L’ex Ministro del Lavoro Di Maio qualche mese fa aveva proposto di fissare la quota parte minima in busta paga a 9 euro, e nel testo si parlava di “una definizione certa, uguale per tutti i rapporti di lavoro subordinato, e cogente del trattamento economico che integra la previsione costituzionale della retribuzione proporzionata e sufficiente, attraverso l’obbligo che non sia inferiore a quello previsto dai contratti collettivi stipulati dalle organizzazioni datoriali e sindacali più rappresentative”.

I paradossi del salario minimo.
Quindi in sostanza sarebbe un provvedimento che andrebbe a riguardare coloro che sono vincolati da contratto nazionale di lavoro, solo che già oggi – come ricordava qualche tempo fa la Cgia di Mestre – “Nei principali contratti nazionali di lavoro dell’artigianato, che presentano i livelli retributivi tra i più bassi fra tutti i settori economici presenti nel Paese, le soglie minime orarie lorde complessive sono comunque superiori alla proposta di legge del Movimento 5 Stelle”.

Inoltre alla paga base ogni impresa aggiunge le indennità – il cosiddetto salario differito – e cioè le festività, gli straordinari, la maternità e tutto il resto. Introdurre per legge il cosiddetto salario minimo costerebbe alle pmi imprese almeno 1,5 miliardi l’anno e a subire maggiormente l’aggravio sarebbero proprio le imprese piccole e piccolissime, il settore dell’artigianato e le partite Iva, ovvero quelle aree del mercato del lavoro dove oggi come oggi è ancora possibile trovare impiego.

Un disastro per le imprese.
Se quindi imprese che ora fanno i salti mortali per mantenere i dipendenti dovessero vedersi imposta per legge la paga base oraria questo potrebbe determinare un aumento del numero di licenziamenti e una proporzionale crescita del lavoro in nero.

Questo perché se i 9 euro sono la paga più bassa nei settori più umili in maniera proporzionale dovrebbe crescere il salario minimo anche ai livelli più alti e se così non fosse si assisterebbe al paradosso di lavoratori di livello inferiore pagati di più di colleghi più anziani o con mansioni di maggiore responsabilità.

A livello internazionale, inoltre, la filosofia stessa alla base del salario minimo è stata bocciata da autorevoli organi quali l’Ocse, Confartigianato e Confindustria che ne sottolineano limiti e paradossi.

Coloro cui la paga oraria minima non arriva a 9 euro sono circa 4 milioni di lavoratori ovvero il 21,1% del totale e in tutto per le imprese l’aggravio sui conti si aggirerebbe intorno ai 6,7 miliardi di euro, una bella zappa sui piedi per quelle aziende che vorrebbero creare lavoro.

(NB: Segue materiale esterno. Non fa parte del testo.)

PR #195, opened 2021-06-23
Inference using PatchmatchNet

codyly:
Inference using PatchmatchNet


gtsfm/densify/mvs_patchmatchnet.py
```diff
@@ -0,0 +1,247 @@
...
+PATCHMATCHNET_WEIGHTS_PATH = "thirdparty/patchmatchnet/checkpoints/model_000007.ckpt"
+DEFAULT_VIEW_NUMBER = 5
+DEFAULT_GEOMETRIC_PIXEL_THRESH = 1.0
+DEFAULT_GEOMETRIC_DEPTH_THRESH = 0.01
+DEFAULT_PHOTOMETRIC_THRESH = 0.8
+DEFAULT_BATCH_SIZE = 1
+DEFAULT_WORKERS_NUMBER = 4
+
+
+class MVSPatchmatchNet(MVSBase):
```
johnwlambert, line 35: thanks for the PR, @codyly.

Do you mind adding a unit test for this?

gtsfm/densify/mvs_patchmatchnet.py
```diff
@@ -0,0 +1,247 @@
...
+        photo_thres: float,
+    ) -> np.ndarray:
+        """Filter depth map and get filtered dense point cloud
+        Ref: Wang et al. https://github.com/FangjinhuaWang/PatchmatchNet/blob/main/eval.py
+
+        Args:
+            dataset (PatchmatchNetData): an instance of PatchmatchData as the inference dataset
+            depth_list (Dict[int, np.ndarray]): list of 2D depth map (H, W) from each view
+            confidence_list (Dict[int, np.ndarray]): list of 2D confidence map (H, W) from each view
+            geo_pixel_thres (float): geometric pixel threshold
```
johnwlambert, line 164: no need to repeat the types down here, since they're already clear from the function signature

gtsfm/densify/mvs_patchmatchnet.py
```diff
@@ -0,0 +1,247 @@
...
+        # for each reference view and the corresponding source views
+        for ref_view, src_views in pair_data:
+            # load the camera parameters
+            ref_intrinsics, ref_extrinsics = dataset.get_camera_params(ref_view)
+
+            # load the reference image
+            ref_img = dataset.get_image(ref_view)
+            # load the estimated depth of the reference view
+            ref_depth_est = depth_list[ref_view][0]
+            # load the photometric mask of the reference view
```
johnwlambert, line 187: how do we define "photometric mask"? would you mind adding that as an inline comment?

gtsfm/densify/mvs_patchmatchnet.py
johnwlambert: @codyly could you take another look at my comments here?

gtsfm/densify/mvs_patchmatchnet.py
```diff
@@ -0,0 +1,247 @@
...
+        return dense_point_cloud
+
+    def filter_depth(
+        self,
+        dataset: PatchmatchNetData,
+        depth_list: Dict[int, np.ndarray],
+        confidence_list: Dict[int, np.ndarray],
+        geo_pixel_thres: float,
+        geo_depth_thres: float,
+        photo_thres: float,
```
johnwlambert, line 155: Prefer thresh to thres

johnwlambert:
Hi @codyly, could you pull master into this branch, if this is the next one to merge?

gtsfm/densify/mvs_patchmatchnet.py
johnwlambert: marking as resolved, thanks

gtsfm/densify/mvs_patchmatchnet.py
```diff
@@ -0,0 +1,251 @@
...
+                for idx, depth_est, photometric_confidence in zip(
+                    ids, outputs["refined_depth"]["stage_0"], outputs["photometric_confidence"]
+                ):
+
+                    idx = idx.cpu().numpy().tolist()
+                    depth_est_list[idx] = depth_est.copy()
+                    confidence_est_list[idx] = photometric_confidence.copy()
+
+                logger.info(
+                    "[Densify::PatchMatchNet] Iter {}/{}, time = {:.3f}".format(
```
johnwlambert, line 131: we usually use the python logger formatting:
```python
logger.info("[Densify::PatchMatchNet] Iter %d/%d, time = %.3f", batch_idx + 1, len(loader), time.time() - start_time)
```

gtsfm/densify/mvs_patchmatchnet.py
```diff
@@ -0,0 +1,251 @@
...
+    def filter_depth(
+        self,
+        dataset: PatchmatchNetData,
+        depth_list: Dict[int, np.ndarray],
+        confidence_list: Dict[int, np.ndarray],
+        geo_pixel_thresh: float,
+        geo_depth_thresh: float,
+        photo_thresh: float,
+    ) -> np.ndarray:
+        """Filter depth map and get filtered dense point cloud
```
johnwlambert, line 157: what do we filter based on? I think some more details are needed about the criteria / methodology.

gtsfm/densify/mvs_patchmatchnet.py
```diff
@@ -0,0 +1,251 @@
...
+            depth_list=depth_est_list,
+            confidence_list=confidence_est_list,
+            geo_pixel_thresh=thresholds[0],
+            geo_depth_thresh=thresholds[1],
+            photo_thresh=thresholds[2],
+        )
+
+        return dense_point_cloud
+
+    def filter_depth(
```
johnwlambert, line 148: this function is pretty long (over 100 lines). I would like us to try to stick to 10-20 line functions where we can. Is there any intuitive way to decompose it that you can think of?

gtsfm/densify/mvs_patchmatchnet.py
```diff
@@ -0,0 +1,251 @@
...
+            # Initialize coordinate grids
+            height, width = depth_est_averaged.shape[:2]
+            x, y = np.meshgrid(np.arange(0, width), np.arange(0, height))
+
+            # Get valid points filtered by photometric and geometric thresholds
+            valid_points = final_mask
+            x, y, depth = x[valid_points], y[valid_points], depth_est_averaged[valid_points]
+
+            # Get the point coordinates in world frame
+            xyz_ref = np.matmul(np.linalg.inv(ref_intrinsics), np.vstack((x, y, np.ones_like(x))) * depth)
```
johnwlambert, line 238: i think 
```python
def cart_to_homogenous(non_homogenous_coordinates: np.ndarray,) -> Optional[np.ndarray]:
    """Convert cartesian coordinates to homogenous system (by appending a column of ones). 
   Args: 
         non_homogenous_coordinates: 3d non-homogenous coordinates, of shape Nx3.
    
    Returns: 
          4d homogenous coordinates, of shape Nx4. 

    Raises: TypeError: if input is not 2 dimensional. 
     """
     n = non_homogenous_coordinates.shape[0]
     return np.hstack([non_homogenous_coordinates, np.ones((n, 1))])  

# get the point coordinates inside the reference view's camera frame
xyz_ref = np.linalg.inv(ref_intrinsics) @ np.vstack([u, v, np.ones_like(u])) * depth)
# get the point coordinates inside the world frame
xyz_world = wTref @ cart_to_homogeneous(xyz_ref)
```
is more readabile

johnwlambert: let's call it u, v, not x, y?

gtsfm/densify/mvs_patchmatchnet.py
```diff
@@ -0,0 +1,251 @@
...
+        return dense_point_cloud
+
+    def filter_depth(
+        self,
+        dataset: PatchmatchNetData,
+        depth_list: Dict[int, np.ndarray],
+        confidence_list: Dict[int, np.ndarray],
+        geo_pixel_thresh: float,
+        geo_depth_thresh: float,
+        photo_thresh: float,
```
johnwlambert, line 155: is the photometric threshold actually comparing RGB intensities?

gtsfm/densify/mvs_patchmatchnet.py
```diff
@@ -0,0 +1,251 @@
...
+        confidence_est_list = {}
+        with torch.no_grad():
+            for batch_idx, sample in enumerate(loader):
+                start_time = time.time()
+
+                # Check if cuda devices is supported, and store the inference data to the target device
+                if torch.cuda.is_available():
+                    sample_device = tocuda(sample)
+                else:
+                    sample_device = copy.copy(sample)
```
johnwlambert, line 106: why do we need a copy?

gtsfm/densify/mvs_patchmatchnet.py
```diff
@@ -0,0 +1,251 @@
...
+        loader = DataLoader(
+            dataset=dataset,
+            batch_size=DEFAULT_BATCH_SIZE,
+            shuffle=False,
+            num_workers=DEFAULT_WORKERS_NUMBER,
+            drop_last=False,
+        )
+
+        model = PatchmatchNet(
+            patchmatch_interval_scale=[0.005, 0.0125, 0.025],
```
johnwlambert, line 76: nit: these seem like magic numbers / defaults that should go at the top of the file

gtsfm/densify/mvs_patchmatchnet.py
```diff
@@ -0,0 +1,251 @@
...
+from thirdparty.patchmatchnet.models.net import PatchmatchNet
+from thirdparty.patchmatchnet.utils import tensor2numpy, tocuda
+from thirdparty.patchmatchnet.eval import check_geometric_consistency
+
+logger = logger_utils.get_logger()
+
+torch.backends.cudnn.benchmark = True
+PATCHMATCHNET_WEIGHTS_PATH = "thirdparty/patchmatchnet/checkpoints/model_000007.ckpt"
+DEFAULT_VIEW_NUMBER = 5
+DEFAULT_GEOMETRIC_PIXEL_THRESH = 1.0
```
johnwlambert, line 28: maybe we can add an inline comment explaining where these threshold values come from? paper / link / url?

gtsfm/densify/mvs_patchmatchnet.py
```diff
@@ -0,0 +1,251 @@
...
+import torch.nn as nn
+from torch.utils.data import DataLoader
+
+from gtsfm.common.image import Image
+from gtsfm.common.gtsfm_data import GtsfmData
+from gtsfm.densify.mvs_base import MVSBase
+from gtsfm.densify.patchmatchnet_data import PatchmatchNetData
+from gtsfm.utils import logger as logger_utils
+from thirdparty.patchmatchnet.models.net import PatchmatchNet
+from thirdparty.patchmatchnet.utils import tensor2numpy, tocuda
```
johnwlambert, line 20: we only import classes directly from modules, not function names

gtsfm/densify/mvs_patchmatchnet.py
codyly: PatchmatchNet only produces the depth maps and the confidence maps of each view. Some points should be filtered out because:
1. too low confidence (not fit the RGB image well), filtered by `photo_thresh`
2. cannot keep a consistent geometry among depth maps of ref views and source views, filtered by `geo_*_thresh`

gtsfm/densify/mvs_patchmatchnet.py
codyly: shall I put `cart_to_homogenous` into `utils/geometry_comparison`?

johnwlambert: Let's just put it as a helper in this file for now. I don't think it's so related to geometric comparisons

gtsfm/densify/mvs_patchmatchnet.py
johnwlambert: Cool, how about we say something like:
```python
"""Create a dense point cloud by filtering depth maps based on estimated confidence maps and consistent geometry.

Consistent geometry is defined as X% of Y metric matching as ABC
"""
```

gtsfm/densify/mvs_patchmatchnet.py
codyly: I keep it because in the original repo the `filter_depth` method looks just like this. So I guess in this way we can easily match with the original code. And there are a lot of comments in the function, too.

gtsfm/densify/mvs_patchmatchnet.py
```diff
@@ -0,0 +1,251 @@
...
+import time
+from typing import Dict, List
+
+import numpy as np
+import torch
+import torch.nn as nn
+from torch.utils.data import DataLoader
+
+from gtsfm.common.image import Image
+from gtsfm.common.gtsfm_data import GtsfmData
```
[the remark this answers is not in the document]
johnwlambert: marking as resolved, thanks

gtsfm/densify/mvs_patchmatchnet.py
```diff
@@ -0,0 +1,280 @@
...
+
+from gtsfm.common.gtsfm_data import GtsfmData
+from gtsfm.common.image import Image
+from gtsfm.densify.mvs_base import MVSBase
+import gtsfm.densify.mvs_utils as mvs_utils
+from gtsfm.densify.patchmatchnet_data import PatchmatchNetData
+from gtsfm.utils import logger as logger_utils
+from thirdparty.patchmatchnet.models.net import PatchmatchNet
+import thirdparty.patchmatchnet.utils as patchmatchnet_utils
+import thirdparty.patchmatchnet.eval as patchmatchnet_eval_funcs
```
johnwlambert, line 21: `patchmatchnet_eval_funcs` seems too long to me. How about just `mvs_eval` or `patchmatchnet_eval`

gtsfm/densify/mvs_patchmatchnet.py
johnwlambert: marking as resolved, thanks

gtsfm/densify/mvs_patchmatchnet.py
johnwlambert: thanks, marking as resolved

gtsfm/densify/mvs_patchmatchnet.py
johnwlambert: resolved, thanks

gtsfm/densify/mvs_patchmatchnet.py
johnwlambert: I saw you removed the copy, but I just want to confirm that the copy wasnt needed. Could you post a screenshot of the result?

gtsfm/densify/mvs_patchmatchnet.py
johnwlambert: how about `photometric_conf_thresh`, or just `conf_thresh`?

gtsfm/densify/mvs_patchmatchnet.py
johnwlambert: much better now, thanks

gtsfm/densify/mvs_patchmatchnet.py
johnwlambert: marking as resolved, thanks

tests/densify/test_mvs_patchmatchnet.py
```diff
@@ -0,0 +1,120 @@
...
+                # color the track point with (r, g, b) = (255, 255, 255)
+                self._img_dict[i].value_array[int(v + 0.5), int(u + 0.5), :] = 255
+
+                track_to_add.add_measurement(idx=i, m=[u, v])
+            sfm_result.add_track(track_to_add)
+
+        return sfm_result
+
+    def test_patchmatchnet_result(self) -> None:
+        """Test whether the result point cloud calculated by PatchmatchNet correctly reflects the original shape"""
```
johnwlambert, line 101: could you share an image of the result depth maps and point clouds to explain this a bit more?

codyly: Designed model for unit test
dummy_gt

Generated images from 8 default cameras
gen_images

Output point cloud

codyly: do we need to output depth maps?

gtsfm/densify/mvs_patchmatchnet.py
codyly: make sense, if we don't have to follow the original name in the paper

gtsfm/densify/mvs_patchmatchnet.py
```diff
@@ -0,0 +1,280 @@
...
+
+logger = logger_utils.get_logger()
+
+torch.backends.cudnn.benchmark = True
+PATCHMATCHNET_WEIGHTS_PATH = "thirdparty/patchmatchnet/checkpoints/model_000007.ckpt"
+
+# all default values are assigned by Wang et al. https://github.com/FangjinhuaWang/PatchmatchNet/blob/main/eval.py
+DEFAULT_BATCH_SIZE = 1
+DEFAULT_VIEW_NUMBER = 5
+DEFAULT_WORKERS_NUMBER = 4
```
johnwlambert, line 31: @codyly DEFAULT_NUM_WORKERS sounds better to me

tests/densify/test_mvs_patchmatchnet.py
```diff
@@ -0,0 +1,120 @@
...
+import numpy as np
+from gtsam import Cal3_S2, PinholeCameraCal3_S2, Point3
+from gtsam.examples import SFMdata
+
+from gtsfm.common.image import Image
+from gtsfm.common.gtsfm_data import GtsfmData, SfmTrack
+from gtsfm.densify.mvs_patchmatchnet import MVSPatchmatchNet
+
+# set the default image size as 800x600, with 3 channels
+DEFAULT_IMAGE_W = 400
```
johnwlambert, line 23: 800x600 or 400x300? Code seems to contradict comment

tests/densify/test_mvs_patchmatchnet.py
```diff
@@ -0,0 +1,120 @@
...
+DEFAULT_IMAGE_H = 300
+DEFAULT_IMAGE_C = 3
+
+# set default track points, the coordinates are in the world frame
+DEFAULT_NUM_TRACKS = 30
+DEFAULT_TRACK_POINTS = [Point3(0, 0.5 * float(i), float(i)) for i in range(DEFAULT_NUM_TRACKS)]
+
+# set default camera intrinsics
+DEFAULT_CAMERA_INTRINSICS = Cal3_S2(
```
johnwlambert, line 32: Cal3Bundler is our default

johnwlambert (changes requested):

gtsfm/densify/mvs_patchmatchnet.py
```diff
@@ -0,0 +1,280 @@
...
+                )
+                geo_mask_sum += geo_mask.astype(np.int32)
+                all_srcview_depth_ests.append(depth_reprojected)
+
+            depth_est_averaged = (sum(all_srcview_depth_ests) + ref_depth_est) / (geo_mask_sum + 1)
+            # Valid points requires at least 3 source views validated under geometric threshoulds
+            geo_mask = geo_mask_sum >= DEFAULT_MINIMUM_CONSISTENT_VIEW_NUMBER
+
+            # Combine geometric mask and photometric mask
+            final_mask = np.logical_and(photo_mask, geo_mask)
```
johnwlambert, line 251: i probably prefer the name `joint_mask` instead of `final_mask`, since it's more descriptive

gtsfm/densify/mvs_patchmatchnet.py
```diff
@@ -0,0 +1,280 @@
...
+DEFAULT_PHOTOMETRIC_THRESH = 0.8
+
+DEFAULT_INTERVAL_SCALE = [0.005, 0.0125, 0.025]
+DEFAULT_PROPAGATION_RANGE = [6, 4, 2]
+DEFAULT_ITERATION_NUMBER = [1, 2, 2]
+DEFAULT_SAMPLE_NUMBER = [8, 8, 16]
+DEFAULT_PROPAGATE_NEIGHBORS = [0, 8, 16]
+DEFAULT_EVALUATE_NEIGHBORS = [9, 9, 9]
+
+DEFAULT_MINIMUM_CONSISTENT_VIEW_NUMBER = 3
```
johnwlambert, line 44: I prefer `DEFAULT_MIN_NUM_CONSISTENT_VIEWS`. Can you add a 1-liner inline comment explaining what this means, too?

gtsfm/densify/mvs_patchmatchnet.py
```diff
@@ -0,0 +1,280 @@
...
+logger = logger_utils.get_logger()
+
+torch.backends.cudnn.benchmark = True
+PATCHMATCHNET_WEIGHTS_PATH = "thirdparty/patchmatchnet/checkpoints/model_000007.ckpt"
+
+# all default values are assigned by Wang et al. https://github.com/FangjinhuaWang/PatchmatchNet/blob/main/eval.py
+DEFAULT_BATCH_SIZE = 1
+DEFAULT_VIEW_NUMBER = 5
+DEFAULT_WORKERS_NUMBER = 4
+
```
johnwlambert, line 32: inline 1-liner explaining what `DEFAULT_GEOMETRIC_PIXEL_THRESH` means mathematically would be great

tests/densify/test_mvs_patchmatchnet.py
```diff
@@ -0,0 +1,120 @@
...
+
+        return sfm_result
+
+    def test_patchmatchnet_result(self) -> None:
+        """Test whether the result point cloud calculated by PatchmatchNet correctly reflects the original shape"""
+
+        # test the dense point cloud shape is correct
+        n, d = self._dense_points.shape
+
+        self.assertTrue(n > 0 and d == 3)
```
johnwlambert, line 106: what value of `n` do we expect @codyly?

tests/densify/test_mvs_patchmatchnet.py
```diff
@@ -0,0 +1,120 @@
+"""Unit tests for using Patchmatchnet method for dense point cloud reconstruction
+
+In this unit test, we make a simple scenario that eight cameras are around a circle (radius = 40.0).
+Every camera's pose is towards the center of the circle (0, 0, 0).
+
+There are 30 toy points uniformly located at the same line:
+  /  z - 2y = 0
```
johnwlambert, line 7: i prefer the syntax `ax + by + cz + d = 0`. that's what we use elsewhere. So maybe we could say
```python
#     0x + -2y + 1z = 0, i.e. x=0
```

tests/densify/test_mvs_patchmatchnet.py
```diff
@@ -0,0 +1,120 @@
+"""Unit tests for using Patchmatchnet method for dense point cloud reconstruction
```
johnwlambert, line 1: nit: missing period at end of line

tests/densify/test_mvs_patchmatchnet.py
```diff
@@ -0,0 +1,120 @@
...
+    def test_patchmatchnet_result(self) -> None:
+        """Test whether the result point cloud calculated by PatchmatchNet correctly reflects the original shape"""
+
+        # test the dense point cloud shape is correct
+        n, d = self._dense_points.shape
+
+        self.assertTrue(n > 0 and d == 3)
+
+        # calculate mean relative error for z - 2y = 0 as avg(|(z-2y)/z|)
+        yz_error = np.abs(
```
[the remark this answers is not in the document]
johnwlambert: why not say
```python
x = self._dense_points[:, 0]
y = self._dense_points[:, 1]
z = self._dense_points[:, 2]
# per the line `0x + -2y + 1z = 0`
yz_errors = -2 * y + z
mean_yz_error = yz_errors.mean()

# should be close to 0
x_error = np.abs(x).mean()
```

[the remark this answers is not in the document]
johnwlambert: why use 
```
|(z-2y)/z|
```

https://infosannio.wordpress.com/2019/09/10/salario-minimo-cose-come-funziona-e-perche-fa-paura-alle-imprese/
Mi piacerebbe chiedere a chi ha scritto l'articolo se gradirebbe che i suoi articoli le venissero pagati senza un riferimento a documenti che indichino quale dovrebbe essere la giusta remunerazione del suo lavoro. Questa eterna differenziazione di trattamento tra lavoro manuale e lavoro intellettuale è inaccettabile.c.

La maschera di pietra. - Marco Travaglio sul Fatto Quotidiano del 10 Settembre.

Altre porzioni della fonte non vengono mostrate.